Currently, our strategy involves training distinct models for each tissue and stain type, influenced by resource constraints. However, the proposed method holds practical significance, contributing to data volume reduction and enhancing virtual staining quality. As our research progresses, we anticipate refining the adaptability of our approach to various tissue types, especially with increased resource availability. Moreover, our overarching goal is to broaden the applicability of our approach to encompass fresh tissue samples, eliminating the need for sample processing, as demonstrated by the PARS system's ability to produce high-quality images from freshly resected samples12. The initial focus on tissue slides aimed to establish a one-to-one ground truth, crucial for method validation and quality assessment, as demonstrated in the clinical study conducted by Tweel et al.30.

Conclusion and future work

In conclusion, this study explores the use of the time resolved non-radiative signals for improving virtual staining of PARS images in both human skin and mouse brain. Using the K*-means method20,21 to extract features from the non-radiative TD signals, additional information about imaged targets is captured. The proposed MC-GAN extends the conventional colorization model to accept more than three channels, allowing for the utilization of these additional features. The experimental results demonstrate that certain feature combinations outperform the conventional PARS channels as they exhibit improved labeling of tissue structures.

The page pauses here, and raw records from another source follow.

PR #357, opened 2025-07-09
Retry Titan embedding generation

jackbot:
We've had an exception come through when generating Titan embeddings
where the input text exceeded the input token limit on Titan [1].

Titan supports either 50,000 characters OR 8,192 tokens for input [2]. We
already truncate to 50,000 characters, but there's no way for us to
know how many input tokens our text would convert to. So it's possible
that the input text is less than 50,000 characters but more than 8,192
tokens.

We used Tiktoken to calculate this for our OpenAI embeddings, but
there's no equivalent for other providers.

Currently an exception will just be raised if the token count is too
high, so this is an attempt to fix that. It will always truncate to
50,000 characters still, then it'll attempt an embedding on the
truncated text. If that fails, we'll try truncating to 80% of the
original text length. We'll continue truncating to 80% for 5 attempts.
If it's still too long then an exception is raised.

These numbers might need tweaking, but it feels like a good place to
start.

The vast majority of our chunks are within the limits, but sometimes a
bit chunk of HTML comes along (e.g. this content item [3]), which pushes it
over the limit.

[1]: https://govuk.sentry.io/issues/6726533431
[2]: https://docs.aws.amazon.com/bedrock/latest/userguide/titan-embedding-models.html
[3]: https://www.gov.uk/api/content/government/publications/balai-directive-approved-premises/list-of-bodies-institutes-and-centres-approved-for-intra-community-trade-in-animals

### DIFF
--- a/lib/search/text_to_embedding/titan.rb
+++ b/lib/search/text_to_embedding/titan.rb
@@ -1,6 +1,9 @@
 class Search::TextToEmbedding
   class Titan
+    class InputTextTokenLimitExceededError < StandardError; end
+
     INPUT_TEXT_LENGTH_LIMIT = 50_000
+    RETRY_COUNT = 5
 
     def self.call(...) = new(...).call
 
@@ -10,13 +13,7 @@ class Search::TextToEmbedding
     end
 
     def call
-      # For strings longer than the embedding model limit we have to truncate
-      # the text.
-      # This is done silently and in future we may want to log this in a
-      # database or log a warning.
-      to_embed = text_collection.map(&method(:keep_input_within_text_limit))
-
-      embeddings = convert_text_to_embeddings(to_embed)
+      embeddings = text_collection.map(&method(:convert_text_to_embeddings))
 
       # return just first embedding rather than an array of embeddings if we
       # weren't given an array input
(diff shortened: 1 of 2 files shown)


lib/search/text_to_embedding/titan.rb
```diff
@@ -31,21 +28,42 @@ def bedrock_client
...
-    def convert_text_to_embeddings(to_embed_collection)
-      to_embed_collection.map do |text|
-        response = bedrock_client.invoke_model(
-          model_id: BedrockModels::TITAN_EMBED_V2,
-          body: {
-            inputText: text,
-          }.to_json,
-        )
+      while tries < RETRY_COUNT
+        text = text[0...(text.length * 0.8)] if tries.positive? # Truncate to 80% of the current length
```
kevindew, line 42: Wonder if it's better to go for 90% then over the course of 5 retries you can lose at most 40% of the length, whereas with 80% you can lose 80% of the length?

The evidence you have with the large string that failed may indicate otherwise though - was that close to the limit or miles over?

kevindew (commented):
Nice work in a tightly constrained situation. Seems a real shame we don't have access to a tokenizer to actually work this out.

lib/search/text_to_embedding/titan.rb
jackbot: Yeah the large string I tested with was:

Original length: 43324 chars

Trying 43324 chars - FAIL
Trying 34659 chars - FAIL
Trying 27727 chars - FAIL
Trying 22181 chars - FAIL
Trying 17744 chars - PASS

So it only passed on the last iteration with 80% truncation each time.

kevindew (approved):
Nice one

Several experiments are conducted to determine the optimum number of K*-means features (K) as well as the optimum feature combination for training virtual staining models. Three different metrics are employed to evaluate the model’s performance for feature selection. The limitations of using only one or two features are evident, as they fail to accurately represent the complexity of different structures and their colors. Moreover, employing all the available features can lead to confusion within the model due to the potential redundancy among them. Therefore, it was crucial to conduct a comprehensive search to identify the most effective feature combinations, which not only reduced training time by utilizing fewer features but also alleviated model confusion.

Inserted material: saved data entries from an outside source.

PR #358, opened 2025-07-09
Remove the Context length exceeded error state

Sunny-xyz:
Trello: https://trello.com/c/Q428F5Og/2585-remove-the-context-length-exceeded-error-state

This PR removes the dedicated rescue branch for OpenAIClient::ContextLengthExceededError in AnswerComposition::PipelineRunner, allowing those errors to fall through to the existing generic error handler. Claude has context length errors as part of standard 400 errors, and we’ve never seen this error from OpenAI in practice, so unifying it all under one path simplifies the code.

### DIFF
--- a/lib/answer_composition/pipeline_runner.rb
+++ b/lib/answer_composition/pipeline_runner.rb
@@ -16,13 +16,6 @@ module AnswerComposition
       end
 
       context.answer
-    rescue OpenAIClient::ContextLengthExceededError => e
-      GovukError.notify(e)
-      context.abort_pipeline(
-        message: Answer::CannedResponses::CONTEXT_LENGTH_EXCEEDED_RESPONSE,
-        status: "error_context_length_exceeded",
-        error_message: error_message(e),
-      )
     rescue OpenAIClient::RequestError => e
       GovukError.notify(e)
       context.abort_pipeline(
--- a/spec/lib/answer_composition/pipeline_runner_spec.rb
+++ b/spec/lib/answer_composition/pipeline_runner_spec.rb
@@ -47,28 +47,6 @@ RSpec.describe AnswerComposition::PipelineRunner do
       end
     end
 
-    context "when the step raises an OpenAIClient::ContextLengthExceededError" do
-      let(:error) { OpenAIClient::ContextLengthExceededError.new("error message") }
-      let(:pipeline_step) { ->(_context) { raise error } }
-
-      it "notifies sentry" do
-        expect(GovukError).to receive(:notify).with(error)
-        described_class.call(question:, pipeline: [pipeline_step])
-      end
-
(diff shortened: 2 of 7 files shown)


lib/answer_composition/pipeline_runner.rb
```diff
@@ -16,14 +16,7 @@ def call
...
       context.answer
-    rescue OpenAIClient::ContextLengthExceededError => e
-      GovukError.notify(e)
-      context.abort_pipeline(
-        message: Answer::CannedResponses::CONTEXT_LENGTH_EXCEEDED_RESPONSE,
-        status: "error_context_length_exceeded",
-        error_message: error_message(e),
-      )
-    rescue OpenAIClient::RequestError => e
+    rescue OpenAIClient::RequestError, OpenAIClient::ContextLengthExceededError => e
```
kevindew, line 19: So OpenAIClient::ContextLengthExceededError is a subclass of OpenAIClient::RequestError so we don't actually need this to be included in this list as it will match OpenAIClient::RequestError

spec/lib/answer_composition/pipeline_runner_spec.rb
```diff
@@ -62,8 +62,8 @@
           .to be_a(Answer)
           .and have_attributes(
             question:,
-            status: "error_context_length_exceeded",
```
kevindew, line 65: We'll probably want to look at removing this status from being one of our enum of status values (which will be a bit of a pain)

spec/lib/answer_composition/pipeline_runner_spec.rb
```diff
@@ -62,8 +62,8 @@
...
-            message: Answer::CannedResponses::CONTEXT_LENGTH_EXCEEDED_RESPONSE,
```
kevindew, line 66: We won't need this canned response once there isn't code for this error.

kevindew (commented):
Thansk for this, there's a few bits to sort out but looks on the right track 👍

spec/lib/answer_composition/pipeline_runner_spec.rb
```diff
@@ -62,8 +62,8 @@
...
+            status: "error_answer_service_error",
+            message: Answer::CannedResponses::ANSWER_SERVICE_ERROR_RESPONSE,
             error_message: "class: OpenAIClient::ContextLengthExceededError message: error message",
```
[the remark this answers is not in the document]
Sunny-xyz: I'll remove this now

Sunny-xyz:
Thanks a ton for the review Kev! I've cleaned up the PR now and have removed all explicit mentions of the error state. I believe this PR is now ready to be merged. I'll follow your guidance for the second PR that handles the enum value

kevindew (approved):
Great job

PR #363, opened 2025-07-11
Remove openai_embedding from OpenSearch mapping

jackbot:
This is the last step towards switching over to using Titan for our
embeddings.

It removes the `openai_embedding` from the OpenSearch mapping and
removes all references to it from the codebase.

Also switches the default embedding provider to Titan (even though it's
the only supported one now).

There's more clean-up that we could do now that we only have a single
provider (we don't need the env var, application config or subclasses
any more), but it might make sense to keep these here for now in case we
need to support other providers in the future.


kevindew (approved):
Looks good

PR #1044, opened 2026-04-17
adding sonnet 4.5 as a supported question_router model

ciaran-ryan-gds:
This adds Sonnet 4.5 to the supported models for the question_router.rb. 

This PR will be raised in tandem with adding Sonnet 4.5 to the govuk-chat-private repo where it refers directly to the config for Sonnet 4.0.

### DIFF
--- a/lib/answer_composition/pipeline/question_router.rb
+++ b/lib/answer_composition/pipeline/question_router.rb
@@ -1,6 +1,6 @@
 module AnswerComposition::Pipeline
   class QuestionRouter
-    SUPPORTED_MODELS = %i[claude_sonnet_4_0 claude_haiku_4_5 claude_sonnet_4_5].freeze
+    SUPPORTED_MODELS = %i[claude_sonnet_4_0 claude_sonnet_4_5].freeze
     DEFAULT_MODEL = :claude_sonnet_4_0
 
     def self.call(...) = new(...).call
--- a/lib/answer_composition/pipeline/question_router.rb
+++ b/lib/answer_composition/pipeline/question_router.rb
@@ -1,6 +1,6 @@
 module AnswerComposition::Pipeline
   class QuestionRouter
-    SUPPORTED_MODELS = %i[claude_sonnet_4_0 claude_haiku_4_5].freeze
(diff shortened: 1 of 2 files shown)


lib/answer_composition/pipeline/question_router.rb
```diff
@@ -1,6 +1,6 @@
 module AnswerComposition::Pipeline
   class QuestionRouter
-    SUPPORTED_MODELS = %i[claude_sonnet_4_0 claude_haiku_4_5].freeze
+    SUPPORTED_MODELS = %i[claude_sonnet_4_0 claude_haiku_4_5 claude_sonnet_4_5].freeze
```
davidgisbey: If there's no intention of using Haiku 4.5 shall we remove it? Other than that it Looks good 👍

ciaran-ryan-gds: @exfalsoquodlibet confirming removal of haiku as an option from question router. Should probably be removed from private repo too in this case.

ciaran-ryan-gds:
Removed Haiku 4.5 from the question router rb file supported models. If we are to change the private repo to delete the Haiku prompt from question router, will we need to change the git revision in the gemfile here again? @davidgisbey

ciaran-ryan-gds:
Note this test is failing due to the Haiku 4.5 existing in spec/lib/answer_composition/pipeline/question_router_spec.rb, "when using a model newer than Claude Sonnet 4", line 243. Should we change this to be claude_sonnet_4_5 also?

davidgisbey:
Thanks for doing that @ciaran-ryan-gds. It looks like Haiku 4.5 was being referenced in a test so i've just fixed that.

davidgisbey:
hmm a bunch of seemingly unrelated tests have started failing. Very bizarre. Let me have a look into it.

davidgisbey (approved):
Okay i've got that sorted. @ciaran-ryan-gds i'll merge this in if you're happy it's good to go.

ciaran-ryan-gds:
Yep looks great, thanks for fixing the tests @davidgisbey ! Happy to merge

With the optimal feature combination, the colorization results exhibit a high degree of accuracy, as observed in the results. These findings highlight both high visual and quantitative agreement between the H&E-like PARS and the true H&E images among the two datasets, emphasizing the potential of TD signals in enhancing the accuracy of virtual staining techniques.

Future efforts aim to overcome the constraints of the current histology gold standard, characterized by extended sample preparation and permanent alterations to tissue composition through histochemical staining. Traditional staining methods, restricted by specific stains necessitating separate slides for each desired staining contrast, pose additional challenges. In the evolution of our PARS technique, our focus is on addressing these issues by employing multiple virtual stains on a single sample, utilizing the distinctive features of PARS data to enhance the adaptability and efficiency of histological analyses. Additionally, we aim to extend the applicability of our approach to fresh tissue samples, eliminating the need for prolonged sample processing.